___ MATERIAL SHOWN ___

PR #7471, opened 2023-11-03
riscv64: Find more oportunities to encode a compressed add

afonso360:
👋 Hey,

This is a small RISC-V specific follow up to #7470. I noticed that we don't always compress the adjust sp instruction when we could do so.

In the cases where we have build a constant in a temporary register and then `add` it to the `sp`, we encode the registers in a way that was preventing the compressed instruction from being emitted. Currently we only compress an `add` if the destination register is the same as the first source register. This is the canonical expansion of `c.add`.

This PR does two things. 
* I've switched the add instruction to have the stack pointer as the first register. i.e. `add sp, t?, sp` -> `add sp, sp, t?`. This allows us to compress that instruction with the current emit code.
* I've updated the emit code to recognize this pattern and flip the source register when emitting the compressed add. This in theory should allow us to emit this instruction more frequently.

Theoretically we only need the second step to solve this, but I've decided to also change `adjust_sp` since its the canonical representation, and at least to me is visually neater having sp as the first source register.

This is built on top of #7470, but only the last two commits belong to this PR.

### DIFF
--- a/cranelift/codegen/src/isa/riscv64/abi.rs
+++ b/cranelift/codegen/src/isa/riscv64/abi.rs
@@ -336,8 +336,8 @@ impl ABIMachineSpec for Riscv64MachineDeps {
             insts.push(Inst::AluRRR {
                 alu_op: AluOPRRR::Add,
                 rd: writable_stack_reg(),
-                rs1: tmp.to_reg(),
-                rs2: stack_reg(),
+                rs1: stack_reg(),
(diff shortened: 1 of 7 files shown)


alexcrichton (approved):

alexcrichton:
(approved for the last two commits that is, I'll defer the prior commits to the other PR)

___

→ PROBLEM REQUIREMENTS
Pull each line containing "alexcrichton" from the records.

→ REPLY
alexcrichton (approved):
alexcrichton:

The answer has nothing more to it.